Carbacanthographis latispora

Scientific classification
- Domain: Eukaryota
- Kingdom: Fungi
- Division: Ascomycota
- Class: Lecanoromycetes
- Order: Graphidales
- Family: Graphidaceae
- Genus: Carbacanthographis
- Species: C. latispora
- Binomial name: Carbacanthographis latispora Feuerstein & Lücking (2022)

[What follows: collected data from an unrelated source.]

PR #535, opened 2021-06-07
A temperary addition to the sign-in-controller

dandwal:
### What

Validation rules for dp-identity-api are between 400-499
Zebedee however uses 417 to say 'hey, you need to change your password' on login request.

Whilst feature flag is enabled, people are unable to create new users as they will be unable to login as new users need to change password on first login. In develop we need to have this feature flag turned on to get regular PO sign off as the whole of team 404 is working on auth work; so toggling the feature flag is impractacle. As other teams outside of dev team use Florence on the dev environment they are no unable to create new users on it. So this is a small solution to enable that flow of new user creation to continue. 

They will still get a toast saying "Unexpected error" and they will still get a validation error heading "Fix the following: " in the background. However users are able to change their password and progress. This isn't a long term solution. It will soon be hooked up to the dp-idtenity-api and the 'change password' journeys are not yet created.

Needed as dev environment is actively in use and new users need to be added but we are mid process of changing the backend.

Note this has no effect on production as this screen is only hit if feature flag is enabled (`ENABLE_NEW_SIGN_IN=true`) production still uses the old login controller and so the user creation journey is 100% working as expected currently and this PR will have no effect on production - as the feature flag is disabled in prod until all work is complete.

### Who can review

Anyone except me

### DIFF
--- a/src/app/views/login/SignInController.jsx
+++ b/src/app/views/login/SignInController.jsx
@@ -105,6 +105,11 @@ export class LoginController extends Component {
                 };
                 stateToSet.email.errorMsg = errorContents.emailMessage;
                 stateToSet.password.errorMsg = errorContents.passwordMessage;
+                // Temporary code until login work is connected to dp-identity-api
+                if (error.status === 417) {
+                    stateToSet.requestPasswordChange = true;
+                }
+                // End of temporary code
             } else {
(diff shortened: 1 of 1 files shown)


cadmiumcat (approved):
This looks good 👍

= Carbacanthographis latispora =

- Authority: Feuerstein & Lücking (2022)

Species of lichen

Carbacanthographis latispora is a species of corticolous (bark-dwelling) lichen in the family Graphidaceae. Found in Venezuela, it was formally described as a new species in 2022 by Shirley Cunha Feuerstein and Robert Lücking. The type specimen was collected near the savannah of La Esmeralda (Alto Orinoco Municipality Amazonas); here, in the Amazon rainforest, the lichen was found growing on a dead branch. It is only known to occur at the type locality. It has a whitish-grey thallus that lacks both a cortex and a prothallus. Its ascospores typically measure 140–155 by 30–35 μm and have from 13 to 17 transverse septa. The specific epithet refers to its unusually broad ascospores. Stictic acid, cryptostictic acid, and constictic acid are lichen products that occur in this species.